漂流日誌

札幌のNPO「訪問と居場所 漂流教室」のブログです。活動内容や教育関連の情報、スタッフの日常などを書いています。2002年より毎日更新

仲良きことは楽チンかな

モノネコ2

■今回の写真も訪問先のネコ。ドアの陰から覗いています。

■外の天気は蒸したり暑かったり寒かったり、くるくる変わってたらしいが、いつものスタッフ送迎がなく、ずっと漂着教室に籠もっていたのでよく分からない。昼飯は久しぶりにカレーをつくる。

■夜は今月3回目のスタッフミーティング。スタッフ同士ずいぶん仲がよくなったようで、あまり口を挟まずとも大丈夫なのが頼もしい。楽もできるしよいですな。仲良くなっても、というより仲良くなればなるほど、自他の別はハッキリつけておく必要があるわけですが。

フリースクールネット教育フォーラムその1

■テーマは「そこから」。

■子供の学びの場が学校のみとは元より思わない。フリースクールも大切な子供の居場所と心得ている(それと支援はまた別)。ただ、どこで学ぼうとも、押さえるべき要点が二点あると考える。

■ひとつは「子供の将来」を考える、つまり「働くこと」を考えること。そのために必要なスキル−耐性、コミュニケーション能力、社会的規範など−を身につけさせ、働く意欲ときっかけを与えることが、どんな学びの場にも求められる。

■ふたつめは、やってはいけないことダメなことは、ダメときちんと指導すること。例えばインターネットでは本当にヒドイ内容なものがある。そういうことをしないよう教えることが肝要だ。

■以上がフォーラムでの道教委・阿部さんの発言の要旨。これを受けて聴衆から、「働くことを教える」ということをフリースクールはどのように考えているか、という質問があった。

■労働に必要なスキルは、その仕事に応じて、それぞれの労働の場で学ぶのが本来だと考えている。理想を言えば、教育機関は労働と切り離されていて欲しい。例えば学校で働くことを教えなくてはならないのは、労働の場の力が落ちているからではないか。それは仕方ないことなのかもしれないが、出来れば子供の「将来」よりは「現在」を考えたい−そう答えた。これが阿部さんには不本意だったらしい。
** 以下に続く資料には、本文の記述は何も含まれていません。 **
Issue #565, opened 2024-05-29
[BUG] crash when using exisitng vault name in vault creation


realpaaao:
**Describe the bug**
When creating a new vault with a name that already exists, the initiating device crashes while the pairing device creates the vault.

**To Reproduce**
1. Create vault with existing name
2. do keygen
3. app crashes

**Expected behavior**
Check on Vault creation in `RenameVaultView` if vault name already exists, if prompt user an error message to change vault name.

johnnyluo:
Let's make sure the vault name is unique

realpaaao:
@Rockindash solved this issue with 1890dedda4fbc3b3b32415785ccfecd4991a889e . Thanks!

PR #582, opened 2024-06-01
Unique vault name

Rockindash:
Check for unique vault's name implemented, will prevent more than one Vault to have the same name, Issue #565


johnnyluo (approved):
LGTM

■それで後日、フリースクール代表があのような発言をするのでは今後話し合うことに意義を見いだせない、という内容の電話が来たわけだが、いま見返しても何が問題なのかよく分からない。もっとも、俺が話し終わった直後に亀貝さんから「子供の自立についてはきちんと教えてる」といった発言があったから、言い方に問題があって趣旨が伝わらなかった恐れはある。(あ、これで道教委と決裂したということはないのでご心配なく)

■働くためのスキルを学ばねばならない、という主張に異論はない。要はそれをどこが担うかだ。仕事ってスキルの伝達、指導も含みでしょう、と俺は考えている。というより、一緒に仕事をすることの意味って“それ”じゃないかと思うよ。具体的に共有する作業がないまま教えたって、抽象論にしかならないでしょう。コミュニケーション能力と簡単に言うが、何をするかで必要なコミュニケーションスキルだって変わってくるはずなのに。

■ひょっとすると違いは「自立」の捉え方にあるのかもしれない。「自立」をゴールと捉えるかスタートと捉えるか。「自立」が成長のゴールと思えば、それまでにいろいろな能力を身につけさせねば、となって不思議はない。でも実際どうなるかは未定だから、伝えるのはお定まりの、つまり抽象的な能力になる。俺は「自立」はスタートだと考えるから、“そこから”必要なモノを身につければいいとなる。だったらそれまで、アレもできないなコレもできないなと、自分の現在地点を測ってみればいい。「現在」を考えるとはそういうことだ。

■パネリストを務める上で、フリースクールとの接点を阿部さんなりに探したのだろう。それで、ここなら一致するだろうと思ったら違って、驚いたのかもしれない。しかし、違ったからって何なのか。“そこから”議論が始まるんでしょう。

■アンケートでも、道教委からパネリストが出て良かった、有意義だった、という回答が多かった。そこからの話をするため、また同じ壇上に立ちたいと願っています。その他のことは次回。